Levin: The business analytics market is a roughly US$15 billion market, according to IDC. Today, Microsoft has a good foundation in this market with SQL Server at the platform level and Excel at the client-level. Now we’re focused on a complete BI offering that appeals directly to business users and business decision-makers. The BI investments we’re making in Microsoft Office – significant enhancements in existing products like Excel and SharePoint and new server products like the Office Business Scorecard Manager – are a very natural extension of our Office System strategy. Accessing information, gaining insights from it, sharing the insight, and acting on decisions fits with how customers use Microsoft Office already. They’ll be more productive and make better decisions with our new BI investments in Office.
PressPass: Tell me about the group that you lead, the Office Business Applications group.

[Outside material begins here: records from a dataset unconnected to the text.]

PR #1978, opened 2021-09-29
Introduce new semantic conventions for CloudEvents

### LINKED ISSUE #1949: Add semantic conventions for CloudEvents

joaopgrassi:
Closes #1951, Resolves #1949

## Changes

This PR is a follow-up of PR [#1951](https://github.com/open-telemetry/opentelemetry-specification/pull/1951). 

In that PR, the CloudEvents semantic conventions were added together with the messaging ones. After the messaging WG meeting on 23.09.2021 ([meeting notes](https://docs.google.com/document/d/1dWHhyXnfVife-cQ2DW5-d5Ldp1Lq8Rre2UsHpyo8cEE/edit#heading=h.tshzguzdor6k)), it was agreed that the attributes introduced there make sense, but they should be outside of the messaging semantic conventions, to avoid confusion of CloudEvents being a messaging system.

This spec adds guidance on how/when to create Spans for CloudEvents, how context should be propagated and lists attributes that can be added to such Spans.


lmolkova:
Since CloudEvents spec defines [distributed tracing extension](https://github.com/cloudevents/spec/blob/v1.0.1/extensions/distributed-tracing.md), OTel conventions should cover how it's populated.

And then it would still collide with WIP messaging spec.

I suggest we either figure it out first or explicitly mention in this spec that instrumentation SHOULD NOT populate cloud event distributed tracing context until we know how it should work.

joaopgrassi:
@lmolkova I'm adding instrumentation to a project that uses the CloudEvents Go SDK and in order to get "proper" traces, I inject the tracecontext into the event and I used the distributing tracing extension for that: https://github.com/dynatrace-oss-contrib/sdk-go/blob/add-otel-obsservice/observability/opentelemetry/v2/client/cloudevents_carrier.go. 

I understand your point, but until a proper solution is in place, what should users do? Is my solution there completely discouraged?

lmolkova:
> @lmolkova I'm adding instrumentation to a project that uses the CloudEvents Go SDK and in order to get "proper" traces, I inject the tracecontext into the event and I used the distributing tracing extension for that: https://github.com/dynatrace-oss-contrib/sdk-go/blob/add-otel-obsservice/observability/opentelemetry/v2/client/cloudevents_carrier.go.
> 
> I understand your point, but until a proper solution is in place, what should users do? Is my solution there completely discouraged?

I work on the SDKs which do the same, so I feel your pain. I think our SDKs should keep doing what they are doing if it helps users, but it's not ready to be an official spec - we should be ready for how this context is propagated to change (or maybe a priority of this context to change when cloud event is transferred over something that supports context propagation too, e.g. AMQP). 

Maybe there is some middle ground where we say that you MAY propagate context and here's how, but the details are still in the works and may change?

joaopgrassi:
>Maybe there is some middle ground where we say that you MAY propagate context and here's how, but the details are still in the works and may change?

Yes that seems reasonable. The "POC" I did with CloudEvents in Go injecting/extracting using the distributed tracing extension worked well I think, but definitely having something "built-in" is the best in the long run. 

From my point maybe it's not so bad that things could change later. The PR I sent there for CloudEvents offers the `inject/extract` but you don't need to use it, if you are sending the events via HTTP and all is auto-instrumented then things will work. But for my case, it was necessary and I need it "today". So, until we have a clear path going forward, having a middle ground solution like you said makes sense. Me as a user can benefit from OTel today. If later I just update the SDK and things work as well, even better.

pyohannes:
> Since CloudEvents spec defines distributed tracing extension, OTel conventions should cover how it's populated.

I submitted a separate issue for this: https://github.com/open-telemetry/opentelemetry-specification/issues/1979

We will discuss this when we discuss context propagation in relation to the messaging semantic conventions. At this point we can't define how we populate it, as we don't know how to use it (and whether it will be of use at all).

In this way the context propagation question shouldn't block this PR, but it can be amended later if we come to a conclusion on this.

specification/trace/semantic_conventions/cloudevents.md
```diff
@@ -0,0 +1,47 @@
+# CloudEvents
+
+This document defines how to describe sending and receiving [CloudEvents](https://cloudevents.io/) with spans.
+
+The transport involved in sending/receiving CloudEvents is represented by a separate span, depending on the underlying protocol used.
```
pyohannes, line 5: What does "depending on the underlying protocol used" mean? Does it mean some underlying protocols require a separate span to be created, others do not?

specification/trace/semantic_conventions/cloudevents.md
```diff
@@ -0,0 +1,47 @@
+# CloudEvents
+
+This document defines how to describe sending and receiving [CloudEvents](https://cloudevents.io/) with spans.
```
pyohannes, line 3: I wonder if we could restrict these conventions to just defining attributes, and leaving it open how they are added to spans?

I'm not sure if having separate spans for CloudEvents makes sense in all cases.

Oberon00: I also think that in some cases you'd want to add the span attributes to the span of the operation that is described by the event (e.g. for `com.github.pull_request.opened` you would add the attributes to the span that traces opening the PR).

Oberon00:
@lmolkova 

> And then it would still collide with WIP messaging spec.
>
> I suggest we either figure it out first or explicitly mention in this spec that instrumentation SHOULD NOT populate cloud event distributed tracing context until we know how it should work.

I think @joaopgrassi took part in a messaging SIG meeting and the outcome was that CloudEvents are not really messaging. I would agree to that.

CloudEvents IMHO might be sent over a messaging system, but they might be sent over HTTP or stored in a database or be only used in-process as well. So IMHO, CloudEvents are a concept in their own right, not tied to any other semantic convention.

specification/trace/semantic_conventions/cloudevents.md
joaopgrassi: I wanted to basically say what you mentioned below: 

> I wonder if we could restrict these conventions to just defining attributes, and leaving it open how they are added to spans?

What I wanted to say is that you can use the attributes here to create spans if you want but all the other details of propagation and probably separate spans that need to be created when actually sending/receiving the event is a different topic. I'm having a hard time to produce words to explain this 😅.

An actual example:

```go
event := cloudevents.NewEvent()

// create a span for this operation, and another one maybe be created, depending if the transport is instrumented
ctx, span := o.tracer.Start(ctx, 
		"CloudEvents " + e.Context.GetType(),
		trace.WithSpanKind(trace.SpanKindProducer),
		trace.WithAttributes(...)) // with the attributes from OTel semconv
		
client, _ := client.New(t, copt...)
// Another span might be created here, depending if the transport being used is instrumented
client.Send(ctx, event) 
span.End()
```

specification/trace/semantic_conventions/cloudevents.md
joaopgrassi: Yeah I agree and it was what I tried to explain in the opening statement, but it's not good. Would you have an idea how we can communicate this more clearly?

lmolkova: Since we are separating creation and publishing in the new messaging SDKs, CloudEvent span in this case is creation, and HTTP POST  is publishing. Cloud events spans seem to be essential at least for this SDK and attributes should not be stamped on any other spans - there is no technical solution that would even allow that except hacky manual instrumentation colliding with an automatic one. 

They would be duplicates with messaging SDKs that use cloud events (have 'create' span too and propagate context differently) - but that's what we have to solve in messaging spec.
I think if users turn cloud events instrumentation on (or don't turn it off), they should have cloud events spans regardless of messaging layer.

Oberon00: > CloudEvent span in this case is creation

I disagree. I was only there in the first SIG meeting, but there "creation" was defined as the logical send operation, so it would include retries, etc. but not the creation of the data from which the message is formed.

Oberon00: With such a broad definition of "creation", all business logic that happens to also notify something via message about the result would be traced with a "message creation" span.

lmolkova: > "creation" was defined as the logical send operation

I don't think so, Creation is a separate step according to the [draft](https://github.com/open-telemetry/oteps/blob/922295985f2f1c0e440d4fe7c91f34f43e5e87e3/text/trace/0157-messaging-semantic-conventions.md)

Since you can send multiple cloud events over whatever protocol in a batch and CloudEvent has an individual context, you have to create a span for it.

lmolkova: and here's the thread that clarifies it https://github.com/open-telemetry/oteps/pull/173#discussion_r701762856

lmolkova:
To create a spec that fits other SDKs that do CloudEvents, let me share a few examples here

https://docs.microsoft.com/en-us/java/api/overview/azure/messaging-eventgrid-readme?view=azure-java-stable#sending-cloudevent-to-a-topic-that-accepts-cloudevent-schema

```java
List<CloudEvent> events = new ArrayList<>();
User user = new User("John", "James");
events.add(new CloudEvent("https://source.example.com", "Com.Example.ExampleEventType",
    BinaryData.fromObject(user), CloudEventDataFormat.JSON, "application/json"));
cloudEventClient.sendEvents(events);
```

I can't really spec on behalf of AWS, but AWS EventBridge does something similar (AFAIK using CloudEvents at least something similar that has a bridge to them) https://docs.aws.amazon.com/sdk-for-java/v1/developer-guide/examples-cloudwatch-send-events.html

Levin: We formed this group about four years ago to focus on turning Business Intelligence into applications. For most customers today, BI is about building something from scratch. But, other major software categories have shifted to customizable business applications. So, we set out to do this on the Microsoft BI platform, SQL Server, with the user experience in Microsoft Office. Along the way, we discovered that customers want lots of their business applications to be more effective, useful and usable – and customers see performing key business processes in Office as the way to accomplish that. So, we’ve expanded the group’s charter to making Microsoft Office the preferred place for users to access business information and perform business processes. Both of our group’s announced products reflect this charter: Office Business Scorecard Manager for BI and a product code-named “Mendocino,” which we are co-developing with SAP, to bring business processes into Microsoft Office. We’re off to an exciting start with more to come.
PressPass: What differentiates Microsoft’s BI approach and solutions from other companies who’ve been successful in this market?

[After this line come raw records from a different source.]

PR #1980, opened 2021-09-30
Clarify difference between `container.name` and `k8s.container.name`

dmitryax:
Add more details to container name attributes to clarify the difference.

Following from the thread in https://github.com/open-telemetry/opentelemetry-specification/pull/1945


semantic_conventions/resource/k8s.yaml
```diff
@@ -61,7 +61,9 @@ groups:
       - id: name
         type: string
         brief: >
-          The name of the Container in a Pod template.
+          The name of the Container from Pod specification, must be unique
+          within a Pod. Container runtime usually uses different name unique
+          within a Cluster (`container.name`).
```
Oberon00, line 66: The container runtime does not usually call that "cluster".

Levin: First is making BI an integral part of the Microsoft Office System – where people work and collaborate today. Customers consistently and emphatically say that this is what they want. Take the Office Business Scorecard Manager, which we’re launching, as a prime example. We’re delivering this very rich scorecarding application at a fraction of the cost of competing scorecard solutions. And it runs on SharePoint so it’s simple for decision-makers at all levels within an organization to build, manage and use scorecards. Collaborative BI is easy – SharePoint makes it easy to work with others, add other information, and even automatically notify users of changed information. It takes advantage of a company’s existing skills and technology investments so they get more value with less cost and time.

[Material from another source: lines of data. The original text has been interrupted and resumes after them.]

PR #1842, opened 2021-08-02
Add details for Aggregator in Metrics Spec.

victlu:
Add more details for an Aggregator in the Metrics Spec.

This PR is a rework of #1804 after discussions and feedback from metric SIG meetings.

PR #320, opened 2019-10-18
Update CONTRIBUTING.md

songy23:
Mention markdown style requirement and rearrange sections.

Follow-up of https://github.com/open-telemetry/opentelemetry-specification/pull/268#issuecomment-543306010.

PR #303, opened 2019-10-11
Add semantic conventions for Resource labels

tigrannajaryan:
This document previously contained semantic conventions for Spans
but was missing conventions for Resources. I copied Resource conventions
from OpenCensus project [1] and also added Service conventions which
were a TODO in OpenCensus conventions.

[1] - https://github.com/census-instrumentation/opencensus-specs/blob/master/resource/StandardResources.md

PR #1983, opened 2021-10-01
Incorporate histogram min and max fields into histogram language, add…

### LINKED ISSUE #1902: Support summary aggregation type for metrics

jack-berg:
… zero bucket histogram aggregation

Resolves #1902.

## Changes

* Update explicit bucket histogram language to describe capturing min and max
* Add new Zero Bucket Histogram aggregation, a convenience method for specifying an explicit bucket histogram with zero buckets which produces histogram data points that capture summary data (min, max, sum, count)

### DIFF
--- a/specification/metrics/sdk.md
+++ b/specification/metrics/sdk.md
@@ -301,6 +301,7 @@ The SDK MUST provide the following `Aggregation` to support the
 - [Last Value](./sdk.md#last-value-aggregation)
 - [Histogram](./sdk.md#histogram-aggregation)
 - [Explicit Bucket Histogram](./sdk.md#explicit-bucket-histogram-aggregation)
+- [Zero Bucket Histogram](./sdk.md#zero-bucket-histogram-aggregation)
 
 #### None Aggregation
 
@@ -388,12 +389,33 @@ This Aggregation honors the following configuration parameters:
 | Temporality | Delta, Cumulative | Cumulative | See [Temporality](./datamodel.md#temporality). |
 | Boundaries | double\[\] | [ 0, 5, 10, 25, 50, 75, 100, 250, 500, 1000 ] | Array of increasing values representing explicit bucket boundary values.<br><br>The Default Value represents the following buckets:<br>(-&infin;, 0], (0, 5.0], (5.0, 10.0], (10.0, 25.0], (25.0, 50.0], (50.0, 75.0], (75.0, 100.0], (100.0, 250.0], (250.0, 500.0], (500.0, 1000.0], (1000.0, +&infin;) |
 
-\[1\]: Language implementations may choose the best strategy for handling errors. (i.e. Log, Discard, etc...)
-
 This Aggregation informs the SDK to collect:
 
 - Count of `Measurement` values falling within explicit bucket boundaries.
 - Arithmetic sum of `Measurement` values in population.
+- Min `Measurement` value in population.
+- Max `Measurement` value in population.
+
+#### Zero Bucket Histogram Aggregation
+
+The Zero Bucket Aggregation informs the SDK to collect data for
+the [Histogram Metric Point](./datamodel.md#histogram) using zero buckets. This
+produces lightweight histogram data points which capture the min, max, sum, and
+count of a population of measurements.
+
+| Key | Value | Default Value | Description |
+| --- | --- | --- | --- |
+| Monotonic | boolean | true | if true, non-positive values are treated as errors<sup>1</sup>. |
+| Temporality | Delta, Cumulative | Cumulative | See [Temporality](./datamodel.md#temporality). |
+
+This Aggregation informs the SDK to collect:
+
+- Count of `Measurement` values in population
+- Arithmetic sum of `Measurement` values in population.
+- Min `Measurement` value in population.
+- Max `Measurement` value in population.
+
+\[1\]: Language implementations may choose the best strategy for handling errors. (i.e. Log, Discard, etc...)
 
 ## Attribute limits
 


specification/metrics/sdk.md
```diff
@@ -301,6 +301,7 @@ The SDK MUST provide the following `Aggregation` to support the
 - [Last Value](./sdk.md#last-value-aggregation)
 - [Histogram](./sdk.md#histogram-aggregation)
 - [Explicit Bucket Histogram](./sdk.md#explicit-bucket-histogram-aggregation)
+- [Zero Bucket Histogram](./sdk.md#zero-bucket-histogram-aggregation)
```
jack-berg, line 304: As mentioned in the PR description, this is a convenience method. The same thing can be achieved by configuring an explicit bucket histogram with an empty array of bucket boundaries. 

I believe it improves the ergonomics of the sdk enough to justify its existence.

specification/metrics/sdk.md
```diff
@@ -388,12 +389,33 @@ This Aggregation honors the following configuration parameters:
...
-\[1\]: Language implementations may choose the best strategy for handling errors. (i.e. Log, Discard, etc...)
-
 This Aggregation informs the SDK to collect:
 
 - Count of `Measurement` values falling within explicit bucket boundaries.
 - Arithmetic sum of `Measurement` values in population.
+- Min `Measurement` value in population.
+- Max `Measurement` value in population.
+
+#### Zero Bucket Histogram Aggregation
```
jack-berg, line 399: I wanted to call this "Summary Histogram Aggregation", but figured the word summary has a lot of baggage associated with it so may be better to avoid it.

Also considered "MinMaxSumCount Histogram Aggregation".

Also considered omitting the word "Histogram" from these aggregation names. Although including the word "histogram" is confusing because a histogram with zero buckets isn't really a histogram at all, I figured including it is still good to do because it conveys the underlying data point representation.

specification/metrics/sdk.md
```diff
@@ -388,12 +389,33 @@ This Aggregation honors the following configuration parameters:
...
+| --- | --- | --- | --- |
+| Monotonic | boolean | true | if true, non-positive values are treated as errors<sup>1</sup>. |
+| Temporality | Delta, Cumulative | Cumulative | See [Temporality](./datamodel.md#temporality). |
+
+This Aggregation informs the SDK to collect:
+
+- Count of `Measurement` values in population
+- Arithmetic sum of `Measurement` values in population.
+- Min `Measurement` value in population.
+- Max `Measurement` value in population.
```
jack-berg, line 416: Unlike Explicit Bucket Histogram, count and sum capture values across the whole population here instead of just those within the bucket boundaries. This distinction is an additional reason to keep an aggregation around for this specific use case.

specification/metrics/sdk.md
reyang: 1. Naming is probably the hardest thing for developers.
2. "**Zero** bucket" sounds like a bug, because technically we have one bucket which is either `(-Inf, +Inf)` or `[0, +Inf)`.
3. I did some search and I found this https://www.cise.ufl.edu/~adobra/approxqp/histograms2, which suggests **Trivial Histogram**, which I would give 👍.

reyang (approved):
LGTM besides the [naming](https://github.com/open-telemetry/opentelemetry-specification/pull/1983/files#r720501828), which is subjective though 🤷

specification/metrics/sdk.md
jack-berg: Yes, naming and cache invalidation 😁.

I don't mind Trivial.

What do you think about "Degenerate Histogram". The [definition of degeneracy](https://en.wikipedia.org/wiki/Degeneracy_(mathematics)) as it applies to math is quite fitting:

> a degenerate case is a limiting case of a class of objects which appears to be qualitatively different from (and usually simpler than) the rest of the class

reyang: No strong opinion, either way sounds fine to me.

specification/metrics/sdk.md
```diff
@@ -388,12 +389,33 @@ This Aggregation honors the following configuration parameters:
...
+#### Degenerate Histogram Aggregation
+
+The Degenerate Histogram Aggregation informs the SDK to collect data for
+the [Histogram Metric Point](./datamodel.md#histogram) using zero buckets. This
+produces lightweight histogram data points which capture the min, max, sum, and
+count of a population of measurements.
+
+| Key | Value | Default Value | Description |
+| --- | --- | --- | --- |
+| Monotonic | boolean | true | if true, non-positive values are treated as errors<sup>1</sup>. |
```
bogdandrutu, line 408: There is no "monotonic" property in the histogram.

specification/metrics/sdk.md
bogdandrutu: Not sure I understand, this was from the beginning the case.

bogdandrutu (changes requested):

specification/metrics/sdk.md
jack-berg: Cherry picked this language from the [explicit bucket histogram](https://github.com/open-telemetry/opentelemetry-specification/blame/main/specification/metrics/sdk.md#L387). Relevant convo [here](https://github.com/open-telemetry/opentelemetry-specification/pull/1842/files#r685602689).

[PR #320](https://github.com/open-telemetry/opentelemetry-proto/pull/320) in the proto proposed a way to solve this but was ultimately closed, but [Issue #303](https://github.com/open-telemetry/opentelemetry-proto/issues/303) it aimed to resolve is still open. 

I could come back in a PR if we think its best to remove `monotonic` until that issue is resolved, but I do think that language should be consistent for now.

specification/metrics/sdk.md
jack-berg: Mispoke on `sum`, but for `count` the language of explicit bucket histogram [states](https://github.com/open-telemetry/opentelemetry-specification/blame/main/specification/metrics/sdk.md#L395-L396) that it only counts values falling within the bucket bounds:
```
- Count of `Measurement` values falling within explicit bucket boundaries.
- Arithmetic sum of `Measurement` values in population.
```
We should include all values in count when there are zero buckets.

PressPass: What benefit will Microsoft Dynamics customers receive from Microsoft Office Business Scorecard Manager 2005?
Levin: The combined capabilities of Microsoft Dynamics and Microsoft Office Business Scorecard Manager offer a comprehensive way for organizations to gain deeper contextual insight into what business drivers matter most to their business, helping the entire organization move forward with common purpose and direction. By taking advantage of “out-of-the-box” or available, straight-forward methods to move key financial, CRM and supply-chain data to Microsoft SQL Server Analysis Services cubes, Microsoft Dynamics customers can quickly take advantage of the rich key performance indicators and view that data in Microsoft Office Business Scorecard Manager 2005.
PressPass: What other investments is Microsoft making in BI?
Levin: Without getting into specifics, what we’ve announced today is not the end; we have more coming. Business Intelligence is not just a set of products. It is an activity or process that people in organizations do. We think it has been too hard to build business intelligence into the processes people follow when they make decisions. This is an area where we are continuing to make big investments. We think BI is an important area of expansion for Microsoft.